PRESS ROOM
Quality equities for Europe in 2015
Tuesday 03rd February '15
Viktor Nossek, Director of Research, WisdomTree Europe
Quality equities for Europe in 2015
- Political uncertainty is the main risk in 2015 for European markets
- Fiscal stimulus is EU’s big bazooka to fight deflation
- Bond markets are most at risk, equities less
- Quality, high dividend yielding equities offer better value than bonds
WisdomTree, an exchange-traded fund (“ETF”) and exchange-traded product (“ETP”) sponsor, and pioneer of dividend-weighted smart beta ETFs, today announced its outlook for 2015.
Viktor Nossek, Director of Research for WisdomTree Europe, had this to say:-
Political uncertainty is the main risk in 2015 for European markets
Political uncertainty and ‘structural deflation’ will drive the investment outlook for Europe in 2015. Both are linked and particularly for the Eurozone’s financial markets, pose major risks. First, no tangible recovery of the jobs market looks realistic in 2015, amidst the relentless fiscal tightening by the state and ongoing deleveraging by the private sector. This is set to help populist fringe parties gain further ground in the polls and fuel the political fracturing of the European Union beyond Greece. Setting the political climate of more independence from Brussels, will be the elections in the UK in May and in Spain towards the end of the year.
The risk to financial markets is the confidence in the European Union and by extension, its fiscal union.
Fiscal stimulus is EU’s big bazooka to fight deflation
Second, faced with the fallout in domestic demand and no investment-led growth, the Eurozone’s economy, risks sliding into structural deflation. Against the full scale QE program that exhausts all of the ECB’s stimulus efforts, the markets now depend on Brussels to loosen budget rules and implement scalable investments plans through state funded infra-structure projects to win the fight against deflation.
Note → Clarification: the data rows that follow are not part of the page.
PR #460, opened 2018-03-13
Update vmc to latest vyper

NIC619:
### How was it fixed?
Update VMC to latest Viper version

#### Cute Animal Picture


evm/vm/forks/sharding/contracts/validator_manager.v.py
```diff
@@ -1,20 +1,20 @@
 # Events
 CollationAdded: __log__({
-    shard_id: indexed(num),
-    expected_period_number: num,
+    shard_id: indexed(int128),
```
hwwhww: Sorry for that I haven't followed Vyper for a while, any reason that you're using signed integer 128 bit `int128` instead of `uint256` for this and following cases?

evm/vm/forks/sharding/contracts/validator_manager.v.py
```diff
@@ -182,78 +181,79 @@ def withdraw(validator_index: num) -> bool:
...
+    if parent_hash != convert(0, 'bytes32'):
         assert self.collation_headers[shard_id][parent_hash].score > 0
     # Check if only one collation in one period perd shard
     assert self.period_head[shard_id] < expected_period_number
 
     # Check the signature with validation_code_addr
-    validator_addr = self.get_eligible_proposer(shard_id, block.number / self.period_length)
-    assert validator_addr != zero_addr
+    validator_addr: address = self.get_eligible_proposer(shard_id, floor(block.number / self.period_length))
+    assert not not validator_addr
```
hwwhww: Is this a pattern of Vyper? (two `not`?)

evm/vm/forks/sharding/contracts/validator_manager.v.py
NIC619: Basically it's because `num` is renamed to `int128` and `num256` to `uint256`, but I'm fine with both. One advantage of going with `uint256` I can see is that converting `bytes32` into `int128` requires a few extra steps. 

first convert `bytes32` to `uint256`
(extra step)-> then mod 2^127
(extra step)-> then convert to `int128`

evm/vm/forks/sharding/contracts/validator_manager.v.py
NIC619: Yes, see https://github.com/ethereum/vyper/blob/5b70797a31ffcbdd90b1dfd98f7b38d306bca7a0/examples/voting/ballot.v.py#L30-L32

pipermerriam: Is the loosely equivalent to `bool(thing)` in python?

evm/vm/forks/sharding/contracts/validator_manager.v.py
hwwhww: I think it's reasonable to use `uint256` for the numbers that we already know that won't be negative.

NIC619: After I tried it out, it seems that the default type is `int128`(literal numbers and operators) . So if we turn all variables of type `int128` into type `uint256`, we will first need to convert literal number to `uint256` and use uint256-ish operators like `uint256_add`, `uint256_mul`, etc.

default:
```python
score: int128 = parent_score + 1
```

if set all variables to 'uint256' ==>

```python
score: uint256 =uint256_add(parent_score, convert(1, 'uint256'))
assert score > convert(1, 'uint256')
```

evm/vm/forks/sharding/contracts/validator_manager.v.py
NIC619: Yes I believe so.

evm/vm/forks/sharding/contracts/validator_manager.v.py
NIC619: Sorry I didn't realize that in spec `uint256` is used. I will update them to `uint256`.

Issue #464, opened 2018-03-14
Need to validate receipts received during fast-sync


gsalgado:
We need to validate the receipts we receive during fast-sync before inserting them in the DB. That was introduced in https://github.com/ethereum/py-evm/pull/451 but we're getting lots of warnings about unexpected receipt roots when syncing from a single geth node, so I'm going to revert that for now, investigate what's going on and either fix our code or the validation

gsalgado:
Closing since I didn't actually revert the change that introduce the checks. See #470 as for why those warnings were being triggered

PR #465, opened 2018-03-14
p2p: Drop receipt root validation during fast sync

gsalgado:
We were getting too many unexpected receipt root warnings when syncing
from a single geth node, so I believe we're doing something wrong.
Created https://github.com/ethereum/py-evm/issues/464 to track this

### DIFF
--- a/p2p/chain.py
+++ b/p2p/chain.py
@@ -6,10 +6,6 @@ import time
 import traceback
 from typing import Any, Awaitable, Callable, cast, Dict, List, Set, Tuple, Union  # noqa: F401
 
-from eth_utils import (
-    encode_hex,
-)
-
 from evm.constants import EMPTY_UNCLE_HASH
 from evm.db.chain import AsyncChainDB
 from evm.db.trie import make_trie_root_and_nodes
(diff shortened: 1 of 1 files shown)


pipermerriam:
Is this really the right thing to do.  Seems like this points to something systemic that needs to be addressed.  If the receipt roots don't match then it seems like one of the following is happening:

- we're incorrectly calculating the `receipt_root`
- we're getting receipts we didn't ask for.
- we're getting mixed receipts (multiple receipts across different blocks) or maybe extra receipts.

I'm sure there are other possibilities. Any of these though seems like something that needs to be fixed in the *now* term as it will result in a failed sync.  Let me know what I'm missing if anything that makes this something we can kick down the road.

gsalgado:
You're right, but I didn't intend to kick this down the road -- well, maybe a little bit but not too far down the road. I disabled it because it was getting on the way of me debugging the slow down and frequent timeouts I'm seeing, and my plan was to revisit it asap, but I think I've found the cause of the slow down so it's probably better to keep the check and #464 open

Issue #466, opened 2018-03-14
Make use of the `abc` module for base classes


pipermerriam:
### What is wrong?

There are a number of base classes in both the `evm` and `trinity` codebases which implement methods which **must** be implemented when subclassed.

Python provides mechanisms for this pattern which enforce these requirements in the [`abc`](https://docs.python.org/3.5/library/abc.html) module.

### How can it be fixed

Across the various base classes, use the [`abc.abstractmethod`](https://docs.python.org/3.5/library/abc.html#abc.abstractmethod) API on any of the methods which raise `NotImplementedError`.

cburgdorf:
Coming https://github.com/ethereum/py-evm/pull/467

PR #467, opened 2018-03-14
Implement abc.abstractmethod pattern

cburgdorf:
### What was wrong?

Abstract methods did not use the `abc.abstractmethod` decorator (see #466)

### How was it fixed?

Added decorator

#### Cute Animal Picture

### DIFF
--- a/evm/db/chain.py
+++ b/evm/db/chain.py
@@ -1,5 +1,11 @@
 import itertools
 
+from abc import (
+    ABCMeta,
+    abstractmethod
+)
+
+
 import rlp
 
 from trie import (
@@ -63,7 +69,7 @@ class TransactionKey(rlp.Serializable):
     ]
 
 
-class BaseChainDB:
+class BaseChainDB(metaclass=ABCMeta):
     trie_class = None
     empty_root_hash = None
 
@@ -93,12 +99,14 @@ class BaseChainDB:
     #
     # Canonical chain API
     #
+    @abstractmethod
     def get_canonical_head(self):
         """
         Returns the current block header at the head of the chain.
         """
         raise NotImplementedError("ChainDB classes must implement this method")
 
+    @abstractmethod
     def get_canonical_block_header_by_number(self, block_number):
         """
         Returns the block header with the given number in the canonical chain.
@@ -111,6 +119,7 @@ class BaseChainDB:
     #
     # Block Header API
     #
+    @abstractmethod
     def get_block_header_by_hash(self, block_hash):
         """
         Returns the requested block header as specified by block hash.
@@ -119,12 +128,14 @@ class BaseChainDB:
         """
         raise NotImplementedError("ChainDB classes must implement this method")
 
+    @abstractmethod
     def header_exists(self, block_hash):
         """
         Returns True if the header with the given block hash is in our DB.
         """
         raise NotImplementedError("ChainDB classes must implement this method")
 
+    @abstractmethod
     def persist_header(self, header):
         """
         :returns: iterable of headers newly on the canonical chain
@@ -133,18 +144,22 @@ class BaseChainDB:
 
     #
     # Block API
+    @abstractmethod
     def lookup_block_hash(self, block_number):
         """
         Return the block hash for the given block number.
         """
         raise NotImplementedError("ChainDB classes must implement this method")
 
+    @abstractmethod
     def get_block_uncles(self, uncles_hash):
         raise NotImplementedError("ChainDB classes must implement this method")
 
+    @abstractmethod
     def get_score(self, block_hash):
         raise NotImplementedError("ChainDB classes must implement this method")
 
+    @abstractmethod
     def persist_block(self, block):
         """
         Chain must do follow-up work to persist transactions to db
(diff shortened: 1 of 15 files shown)


cburgdorf:
Ok, hold off this isn't finished yet. I had to partially roll back some changes and will reintroduce them properly soon.

cburgdorf:
@pipermerriam It's green and ready for another review now. I had to create some Dummy classes for tests that previously instantiated abstract classes that are now forbidden to instantiate.

There's one thing though. I don't fully understand why the `metaclass=ABCMeta` is needed because it also seems to work without that: https://stackoverflow.com/questions/49297254/abstractmethod-works-just-fine-without-metaclass-abcmeta-when-it-shouldnt

evm/db/chain.py
```diff
@@ -93,12 +99,14 @@ def __init__(self, db, account_state_class=MainAccountStateDB, trie_class=Hexary
...
     # Canonical chain API
     #
+    @abstractmethod
     def get_canonical_head(self):
         """
         Returns the current block header at the head of the chain.
         """
         raise NotImplementedError("ChainDB classes must implement this method")
 
+    @abstractmethod
```
pipermerriam: Note to self/others

[This section of our style guide](https://github.com/pipermerriam/ethereum-dev-tactical-manual/blob/master/style-guide.md#avoid-from-x-import-y-for-most-standard-library-imports) recommends that this should be done as

```
import abc

class Thing:
    @abc.abstractmethod
    def some_method(self):
        ...
```

However, I think this specific use case is a good explicit exception to that style as the extra `abc` prefix makes this less readable in my opinion.  Going to add that to the style guide but I thought I'd highlight it here.

cburgdorf:
@pipermerriam so it turns out that **without** `metaclass=ABCMeta` only `mypy` will catch the error whereas with `metaclass=ABCMeta` both `mypy` and `python` will catch the error.

See:

```python

from abc import abstractmethod

class C():
    @abstractmethod
    def my_abstract_method(self):
        print('foo')

class D(C):
    pass

x = C()
y = D()
```

```shell
$ mypy test.py 
test.py:13: error: Cannot instantiate abstract class 'C' with abstract attribute 'my_abstract_method'
test.py:15: error: Cannot instantiate abstract class 'D' with abstract attribute 'my_abstract_method'
```
but 

```shell
$ python3 test.py
$
```

Wheras with that, `python` will catch the error as well.

```python
from abc import ABCMeta, abstractmethod

class C(metaclass=ABCMeta):
    @abstractmethod
    def my_abstract_method(self):
        print('foo')

class D(C):
    pass

x = C()

y = D()
```

```shell
$ python3 test.py 
  File "test.py", line 11, in <module>
    x = C()
TypeError: Can't instantiate abstract class C with abstract methods my_abstract_method
```

evm/db/chain.py
cburgdorf: Thank you for bringing the style guide to my attention!

gsalgado:
This broke `ChainSyncer`. I'm now getting this when I try to run it:
```
19:07:40 ERROR: Unexpected error when handling remote msg: Traceback (most recent call last):                                                                                   
  File "/home/salgado/src/py-evm/p2p/peer.py", line 256, in run                                                                                                                 
    await self.read_loop()                                                                                                                                                      
  File "/home/salgado/src/py-evm/p2p/peer.py", line 300, in read_loop                                                                                                           
  File "/home/salgado/src/py-evm/p2p/peer.py", line 318, in read_msg                                                                                                            
    decoded_msg = cmd.decode(msg)                                                                                                                                               
  File "/home/salgado/src/py-evm/p2p/protocol.py", line 83, in decode                                                                                                           
    return self.decode_payload(data[1:])    
  File "/home/salgado/src/py-evm/p2p/protocol.py", line 70, in decode_payload           
    data = rlp.decode(rlp_data, sedes=decoder)                                          
  File "/home/salgado/virtualenvs/pyevm/lib/python3.6/site-packages/rlp-0.6.0-py3.6.egg/rlp/codec.py", line 226, in decode                                                      
    obj = sedes.deserialize(item, **kwargs) 
  File "/home/salgado/virtualenvs/pyevm/lib/python3.6/site-packages/rlp-0.6.0-py3.6.egg/rlp/sedes/lists.py", line 126, in deserialize                                           
    result.append(self.element_sedes.deserialize(element))                              
  File "/home/salgado/virtualenvs/pyevm/lib/python3.6/site-packages/rlp-0.6.0-py3.6.egg/rlp/sedes/lists.py", line 255, in deserialize                                           
    obj = cls(**dict(list(params.items()) + list(kwargs.items())))                      
TypeError: Can't instantiate abstract class BaseTransaction with abstract methods check_signature_validity, create_unsigned_transaction, get_intrinsic_gas, get_message_for_signing, get_sender        
```

Any idea how I'd go about fixing it? You can see it by running the following:
> python -m p2p.chain -db /tmp/foo

cburgdorf:
Sorry, I'm on mobile now but basically that means that the code tried to
instantiate BaseTransaction which is prohibited now as it is considered an
abstract class that needs to be derived from and have the mentioned methods
overwritten. Is that wrong for BaseTransaction?

pipermerriam:
> Any idea how I'd go about fixing it?

- Quick fix is to remove `metaclass=ABCMeta` from the `BaseTransaction`
- Intermediate fix is to make a `P2PTransaction` class which stubs out all of the un-implemented methods.
- *Correct* fix is to use the proper transaction classes for each `VM` based on the block number the transaction is in.

I'm fine with *any* of these, with the understanding that we probably need to eventually get to where we're using the proper transaction class for each VM.

cburgdorf:
I'd volunteer to make the *correct* fix in case you want to go for a
quicker one meanwhile. However, chances are that I won't be able to work on
it for the next one or two weeks. If that would be too long to wait don't
worry about me.

gsalgado:
@pipermerriam the _correct fix_ is not really possible since the P2P messages that include transactions do not include any info about the block to which they belong. We could look up that information but for that we'd have to make the chaindb available to `p2p.Command`, and even then we'd still need to first deserialize the tx into a non-vm-specific transaction type so that we could generate the trie data and hash it in order to lookup the block to which the transactions belong

pipermerriam:
@gsalgado can't any `rlp.Serializable` also be decoded as a simple list of values?  Would it be possible to replace all of the usages of `BaseTransaction` with `sedes.List` or `sedes.CountableList` (i don't now which is the right one).?

gsalgado:
That should be possible, but using `BaseTransaction` helps ensuring whatever we store in the DB can later be deserialized into the vm-specific transaction types. Another alternative would be to have `P2PTransaction` inherit from `rlp.Serializable` and just copy the fields from `BaseTransaction`, like this:
```
 class P2PTransaction(rlp.Serializable):
    fields = BaseTransaction.fields.copy()
```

Without fiscal and investment stimulus, the Eurozone is expected to stay in a state of disinflation and at worst, slide deeper into deflation.
Bond markets are most at risk, equities less
Central to the debate of austerity and fiscal tightening in Europe is Greece, which will seek a renegotiation of the term of its bailout package. The risk of contagion subjects Spain and Italy to potentially more volatility and rising credit spreads, especially if inflation fails to pick up in the periphery and a higher risk of default is being priced in. Such a scenario is likely to further polarize allocations into the safest safe havens and suppress already record low bond yields in Germany and in Europe’s healthier core - deeper into zero, if not negative yields.
Quality equities offer better value than bonds
Against Europe’s increasingly dislocated bond markets; from the negative yields of core European shorter dated sovereigns, to low yields of long dated Southern peripheral sovereigns and IG corporates; to the high yielding but high risk government bonds of Greece, European equity markets off comparatively better value.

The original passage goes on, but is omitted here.